* _Task statement_
Your output is the line containing "Update playlist_name docs" plus all lines after it to the end of the records, reproduced exactly, with nothing else.

━━━━━━━━━━━━━━━━━━━━━━━━━━━━━━

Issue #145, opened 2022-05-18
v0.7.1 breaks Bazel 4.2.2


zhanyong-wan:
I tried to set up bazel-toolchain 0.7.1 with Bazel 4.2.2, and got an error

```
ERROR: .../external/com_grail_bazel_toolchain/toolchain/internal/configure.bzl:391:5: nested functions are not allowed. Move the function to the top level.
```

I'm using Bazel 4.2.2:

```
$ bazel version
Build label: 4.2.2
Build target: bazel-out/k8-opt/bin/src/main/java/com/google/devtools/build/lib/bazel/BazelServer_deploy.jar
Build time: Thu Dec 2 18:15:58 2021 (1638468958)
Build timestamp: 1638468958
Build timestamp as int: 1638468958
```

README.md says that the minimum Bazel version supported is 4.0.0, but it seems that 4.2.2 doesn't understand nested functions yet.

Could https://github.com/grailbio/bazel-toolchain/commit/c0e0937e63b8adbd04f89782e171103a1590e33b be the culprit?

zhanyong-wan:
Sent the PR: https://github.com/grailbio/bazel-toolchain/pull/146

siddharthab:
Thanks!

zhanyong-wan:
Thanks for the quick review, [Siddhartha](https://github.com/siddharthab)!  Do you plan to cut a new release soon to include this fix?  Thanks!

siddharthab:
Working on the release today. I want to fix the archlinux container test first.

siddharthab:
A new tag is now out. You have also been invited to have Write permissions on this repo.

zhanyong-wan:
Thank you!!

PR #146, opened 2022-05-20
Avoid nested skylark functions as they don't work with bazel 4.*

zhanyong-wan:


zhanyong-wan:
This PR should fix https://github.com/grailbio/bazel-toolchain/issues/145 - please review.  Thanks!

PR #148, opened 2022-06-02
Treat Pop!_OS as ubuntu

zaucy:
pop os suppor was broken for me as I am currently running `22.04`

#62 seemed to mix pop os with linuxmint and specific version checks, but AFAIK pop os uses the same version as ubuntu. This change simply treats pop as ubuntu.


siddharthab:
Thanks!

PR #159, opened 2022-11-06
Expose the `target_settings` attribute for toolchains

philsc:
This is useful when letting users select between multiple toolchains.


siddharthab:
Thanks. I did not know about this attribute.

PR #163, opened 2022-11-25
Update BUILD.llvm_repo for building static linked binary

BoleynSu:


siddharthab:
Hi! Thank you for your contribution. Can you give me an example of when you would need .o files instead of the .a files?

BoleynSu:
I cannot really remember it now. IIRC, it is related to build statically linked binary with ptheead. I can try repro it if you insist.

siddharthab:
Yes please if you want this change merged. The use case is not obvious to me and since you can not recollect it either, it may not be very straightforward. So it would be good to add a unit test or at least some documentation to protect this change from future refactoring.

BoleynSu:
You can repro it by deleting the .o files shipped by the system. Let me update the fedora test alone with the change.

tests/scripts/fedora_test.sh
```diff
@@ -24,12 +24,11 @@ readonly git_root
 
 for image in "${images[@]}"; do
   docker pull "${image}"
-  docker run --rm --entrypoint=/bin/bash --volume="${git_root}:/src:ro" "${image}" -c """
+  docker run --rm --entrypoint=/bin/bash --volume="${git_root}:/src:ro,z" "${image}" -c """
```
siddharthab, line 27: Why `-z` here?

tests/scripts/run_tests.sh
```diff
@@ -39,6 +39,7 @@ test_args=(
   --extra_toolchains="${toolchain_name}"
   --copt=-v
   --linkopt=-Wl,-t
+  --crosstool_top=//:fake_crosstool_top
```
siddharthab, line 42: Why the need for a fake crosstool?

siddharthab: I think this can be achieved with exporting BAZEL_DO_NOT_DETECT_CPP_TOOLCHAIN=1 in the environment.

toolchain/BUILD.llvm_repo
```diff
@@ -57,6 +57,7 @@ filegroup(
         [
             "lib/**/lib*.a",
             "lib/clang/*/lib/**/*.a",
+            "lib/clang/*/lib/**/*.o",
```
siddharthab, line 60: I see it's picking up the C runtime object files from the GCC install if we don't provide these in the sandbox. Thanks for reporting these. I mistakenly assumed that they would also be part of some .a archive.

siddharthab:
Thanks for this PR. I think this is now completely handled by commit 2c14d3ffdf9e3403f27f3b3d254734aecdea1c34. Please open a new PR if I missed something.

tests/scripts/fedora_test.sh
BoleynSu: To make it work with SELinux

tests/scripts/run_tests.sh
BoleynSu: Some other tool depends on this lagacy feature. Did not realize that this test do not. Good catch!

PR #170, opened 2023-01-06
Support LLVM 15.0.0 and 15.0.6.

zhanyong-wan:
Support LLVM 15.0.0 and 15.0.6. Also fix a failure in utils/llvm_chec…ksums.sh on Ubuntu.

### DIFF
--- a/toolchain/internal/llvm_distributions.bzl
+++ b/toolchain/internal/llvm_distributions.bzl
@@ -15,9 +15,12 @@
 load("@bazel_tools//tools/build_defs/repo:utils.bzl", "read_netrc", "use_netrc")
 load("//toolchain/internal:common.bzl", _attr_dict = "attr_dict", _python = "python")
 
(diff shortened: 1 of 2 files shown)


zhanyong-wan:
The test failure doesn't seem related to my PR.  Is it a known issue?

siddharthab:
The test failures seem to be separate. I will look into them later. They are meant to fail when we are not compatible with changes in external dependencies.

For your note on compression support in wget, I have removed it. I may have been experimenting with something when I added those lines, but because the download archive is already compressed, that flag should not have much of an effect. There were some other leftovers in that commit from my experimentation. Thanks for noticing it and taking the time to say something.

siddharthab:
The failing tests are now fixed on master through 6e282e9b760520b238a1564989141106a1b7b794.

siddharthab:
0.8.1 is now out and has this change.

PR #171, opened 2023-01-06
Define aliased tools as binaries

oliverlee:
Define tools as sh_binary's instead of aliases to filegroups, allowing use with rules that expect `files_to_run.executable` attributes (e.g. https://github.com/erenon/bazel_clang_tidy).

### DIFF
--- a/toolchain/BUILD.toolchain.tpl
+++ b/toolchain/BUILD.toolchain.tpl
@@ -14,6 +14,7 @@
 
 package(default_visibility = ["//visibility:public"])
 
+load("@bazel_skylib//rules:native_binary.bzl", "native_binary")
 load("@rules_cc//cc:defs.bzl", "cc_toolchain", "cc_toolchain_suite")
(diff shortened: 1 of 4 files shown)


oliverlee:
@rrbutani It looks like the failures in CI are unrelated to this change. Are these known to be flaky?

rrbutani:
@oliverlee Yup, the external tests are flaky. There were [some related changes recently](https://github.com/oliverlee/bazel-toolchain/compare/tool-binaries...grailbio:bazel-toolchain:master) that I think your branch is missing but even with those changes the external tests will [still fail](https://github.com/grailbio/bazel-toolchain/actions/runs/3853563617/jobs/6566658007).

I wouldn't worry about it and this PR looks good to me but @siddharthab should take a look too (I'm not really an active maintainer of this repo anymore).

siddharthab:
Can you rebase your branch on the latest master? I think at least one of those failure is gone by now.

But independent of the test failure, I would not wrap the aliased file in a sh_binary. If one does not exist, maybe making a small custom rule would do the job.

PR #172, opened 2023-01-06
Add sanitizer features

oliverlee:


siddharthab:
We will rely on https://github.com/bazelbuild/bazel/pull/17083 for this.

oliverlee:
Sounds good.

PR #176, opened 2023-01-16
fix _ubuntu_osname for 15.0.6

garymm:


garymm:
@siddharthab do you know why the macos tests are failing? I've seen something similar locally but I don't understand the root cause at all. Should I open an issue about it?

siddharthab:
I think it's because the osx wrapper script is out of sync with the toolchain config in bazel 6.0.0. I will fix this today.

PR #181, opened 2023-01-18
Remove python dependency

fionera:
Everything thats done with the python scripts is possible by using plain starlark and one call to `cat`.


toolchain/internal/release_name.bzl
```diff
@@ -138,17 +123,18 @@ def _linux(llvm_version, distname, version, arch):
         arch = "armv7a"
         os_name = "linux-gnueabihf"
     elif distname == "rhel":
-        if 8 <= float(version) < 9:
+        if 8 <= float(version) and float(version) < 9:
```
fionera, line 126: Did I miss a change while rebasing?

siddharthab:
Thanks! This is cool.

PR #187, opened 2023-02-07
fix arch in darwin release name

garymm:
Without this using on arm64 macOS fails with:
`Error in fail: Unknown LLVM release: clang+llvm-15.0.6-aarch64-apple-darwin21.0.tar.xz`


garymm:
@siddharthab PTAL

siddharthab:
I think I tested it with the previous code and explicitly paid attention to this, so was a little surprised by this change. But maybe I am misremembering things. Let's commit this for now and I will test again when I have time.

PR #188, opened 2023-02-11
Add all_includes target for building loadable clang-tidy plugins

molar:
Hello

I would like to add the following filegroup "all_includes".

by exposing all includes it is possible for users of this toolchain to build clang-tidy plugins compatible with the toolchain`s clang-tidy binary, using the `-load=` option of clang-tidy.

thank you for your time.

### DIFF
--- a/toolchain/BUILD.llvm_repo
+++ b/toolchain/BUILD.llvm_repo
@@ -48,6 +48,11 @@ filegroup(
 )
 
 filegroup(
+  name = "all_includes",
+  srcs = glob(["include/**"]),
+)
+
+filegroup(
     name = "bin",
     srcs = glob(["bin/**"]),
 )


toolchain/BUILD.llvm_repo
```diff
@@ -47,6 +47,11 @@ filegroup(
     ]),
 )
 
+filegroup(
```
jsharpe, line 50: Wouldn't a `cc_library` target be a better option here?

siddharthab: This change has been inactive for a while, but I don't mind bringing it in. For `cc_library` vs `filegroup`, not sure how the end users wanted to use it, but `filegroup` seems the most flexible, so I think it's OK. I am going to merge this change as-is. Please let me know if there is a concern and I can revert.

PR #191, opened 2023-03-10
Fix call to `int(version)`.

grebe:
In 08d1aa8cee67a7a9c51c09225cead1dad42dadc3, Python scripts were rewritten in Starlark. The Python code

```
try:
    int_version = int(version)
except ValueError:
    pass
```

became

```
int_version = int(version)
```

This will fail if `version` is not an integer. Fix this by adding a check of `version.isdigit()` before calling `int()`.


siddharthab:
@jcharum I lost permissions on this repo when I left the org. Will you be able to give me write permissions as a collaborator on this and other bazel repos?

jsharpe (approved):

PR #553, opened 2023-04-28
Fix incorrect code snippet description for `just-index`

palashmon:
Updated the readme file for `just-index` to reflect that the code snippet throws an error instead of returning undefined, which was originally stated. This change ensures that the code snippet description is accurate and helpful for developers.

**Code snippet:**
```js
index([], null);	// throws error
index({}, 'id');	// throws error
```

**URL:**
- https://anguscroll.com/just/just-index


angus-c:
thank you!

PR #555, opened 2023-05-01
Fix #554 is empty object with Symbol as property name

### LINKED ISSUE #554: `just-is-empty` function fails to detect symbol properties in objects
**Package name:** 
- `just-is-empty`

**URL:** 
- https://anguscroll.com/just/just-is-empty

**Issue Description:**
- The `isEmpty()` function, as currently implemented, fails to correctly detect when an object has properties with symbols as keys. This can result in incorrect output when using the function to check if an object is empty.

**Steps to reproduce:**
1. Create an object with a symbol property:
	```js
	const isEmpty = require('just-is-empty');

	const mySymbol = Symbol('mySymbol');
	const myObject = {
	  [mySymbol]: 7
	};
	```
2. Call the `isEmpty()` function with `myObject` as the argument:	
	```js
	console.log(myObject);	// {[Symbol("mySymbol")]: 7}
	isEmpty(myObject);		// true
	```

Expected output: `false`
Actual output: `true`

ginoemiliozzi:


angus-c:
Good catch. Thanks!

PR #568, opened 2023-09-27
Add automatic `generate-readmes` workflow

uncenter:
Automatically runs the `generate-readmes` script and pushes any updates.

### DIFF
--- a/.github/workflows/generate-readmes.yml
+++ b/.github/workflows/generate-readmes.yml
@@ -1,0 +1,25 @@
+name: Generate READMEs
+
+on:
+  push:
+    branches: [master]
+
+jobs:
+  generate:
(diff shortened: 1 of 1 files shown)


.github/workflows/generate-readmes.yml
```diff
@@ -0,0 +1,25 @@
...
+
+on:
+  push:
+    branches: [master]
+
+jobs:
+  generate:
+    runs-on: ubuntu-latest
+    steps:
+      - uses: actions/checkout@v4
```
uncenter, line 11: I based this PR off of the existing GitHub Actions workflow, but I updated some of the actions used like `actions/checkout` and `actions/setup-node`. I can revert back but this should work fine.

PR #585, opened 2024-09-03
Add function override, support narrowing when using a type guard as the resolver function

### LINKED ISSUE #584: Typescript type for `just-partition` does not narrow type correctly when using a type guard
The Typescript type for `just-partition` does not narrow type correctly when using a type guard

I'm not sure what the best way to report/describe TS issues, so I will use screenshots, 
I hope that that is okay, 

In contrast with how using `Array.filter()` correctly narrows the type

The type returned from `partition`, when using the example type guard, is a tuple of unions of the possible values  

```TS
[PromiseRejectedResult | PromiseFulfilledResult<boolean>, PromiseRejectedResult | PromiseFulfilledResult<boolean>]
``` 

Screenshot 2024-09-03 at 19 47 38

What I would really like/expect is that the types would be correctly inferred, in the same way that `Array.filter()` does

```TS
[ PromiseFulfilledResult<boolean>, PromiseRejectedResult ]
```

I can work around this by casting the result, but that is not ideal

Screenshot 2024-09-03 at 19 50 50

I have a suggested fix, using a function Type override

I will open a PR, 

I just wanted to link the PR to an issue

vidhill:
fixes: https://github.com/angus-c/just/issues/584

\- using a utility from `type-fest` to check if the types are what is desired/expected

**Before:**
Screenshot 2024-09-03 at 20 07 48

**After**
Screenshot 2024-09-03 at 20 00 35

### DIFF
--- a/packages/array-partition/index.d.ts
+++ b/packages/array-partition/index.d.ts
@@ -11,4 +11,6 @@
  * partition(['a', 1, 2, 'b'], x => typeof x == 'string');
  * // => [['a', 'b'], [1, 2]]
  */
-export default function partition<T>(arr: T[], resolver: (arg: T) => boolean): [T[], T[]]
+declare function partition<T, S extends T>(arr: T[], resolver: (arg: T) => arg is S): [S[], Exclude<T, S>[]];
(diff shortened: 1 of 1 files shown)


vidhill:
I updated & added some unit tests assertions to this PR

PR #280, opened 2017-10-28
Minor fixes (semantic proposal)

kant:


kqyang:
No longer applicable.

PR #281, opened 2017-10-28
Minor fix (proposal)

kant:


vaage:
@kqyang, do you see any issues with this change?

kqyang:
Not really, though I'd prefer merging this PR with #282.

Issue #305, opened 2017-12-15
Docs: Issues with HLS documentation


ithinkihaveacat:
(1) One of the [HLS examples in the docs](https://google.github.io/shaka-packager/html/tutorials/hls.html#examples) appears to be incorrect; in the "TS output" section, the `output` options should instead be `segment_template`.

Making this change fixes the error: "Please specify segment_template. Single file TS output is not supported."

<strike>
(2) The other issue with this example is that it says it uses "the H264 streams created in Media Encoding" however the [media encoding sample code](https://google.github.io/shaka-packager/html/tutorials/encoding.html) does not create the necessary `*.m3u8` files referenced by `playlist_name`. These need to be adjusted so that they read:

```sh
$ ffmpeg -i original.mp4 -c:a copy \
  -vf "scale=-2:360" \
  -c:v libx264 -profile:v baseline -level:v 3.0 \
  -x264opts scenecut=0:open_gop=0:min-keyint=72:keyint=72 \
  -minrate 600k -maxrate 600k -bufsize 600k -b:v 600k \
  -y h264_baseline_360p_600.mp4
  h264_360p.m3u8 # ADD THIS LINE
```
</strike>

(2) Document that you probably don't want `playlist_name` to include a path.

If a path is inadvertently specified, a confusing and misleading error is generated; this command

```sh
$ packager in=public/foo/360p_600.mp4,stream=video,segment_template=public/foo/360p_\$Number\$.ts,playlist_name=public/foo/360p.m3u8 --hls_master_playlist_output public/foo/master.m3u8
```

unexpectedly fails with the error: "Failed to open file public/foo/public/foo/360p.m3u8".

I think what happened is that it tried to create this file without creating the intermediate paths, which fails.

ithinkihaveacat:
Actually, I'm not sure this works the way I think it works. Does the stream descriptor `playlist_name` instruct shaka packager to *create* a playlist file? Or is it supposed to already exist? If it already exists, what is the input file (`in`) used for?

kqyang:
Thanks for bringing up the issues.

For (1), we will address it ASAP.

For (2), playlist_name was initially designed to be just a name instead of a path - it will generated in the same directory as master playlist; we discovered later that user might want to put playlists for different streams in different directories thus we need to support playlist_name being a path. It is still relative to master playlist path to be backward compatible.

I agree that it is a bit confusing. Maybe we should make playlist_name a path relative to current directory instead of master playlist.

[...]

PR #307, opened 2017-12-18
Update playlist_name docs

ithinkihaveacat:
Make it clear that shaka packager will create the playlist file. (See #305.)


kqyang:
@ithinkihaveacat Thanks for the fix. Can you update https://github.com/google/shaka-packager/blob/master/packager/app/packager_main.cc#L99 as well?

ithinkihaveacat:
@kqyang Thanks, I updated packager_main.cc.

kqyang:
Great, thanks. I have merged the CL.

━━━━━━━━━━━━━━━━━━━━━━━━━━━━━━

* _Output of the task_
Update playlist_name docs

ithinkihaveacat:
Make it clear that shaka packager will create the playlist file. (See #305.)


kqyang:
@ithinkihaveacat Thanks for the fix. Can you update https://github.com/google/shaka-packager/blob/master/packager/app/packager_main.cc#L99 as well?

ithinkihaveacat:
@kqyang Thanks, I updated packager_main.cc.

kqyang:
Great, thanks. I have merged the CL.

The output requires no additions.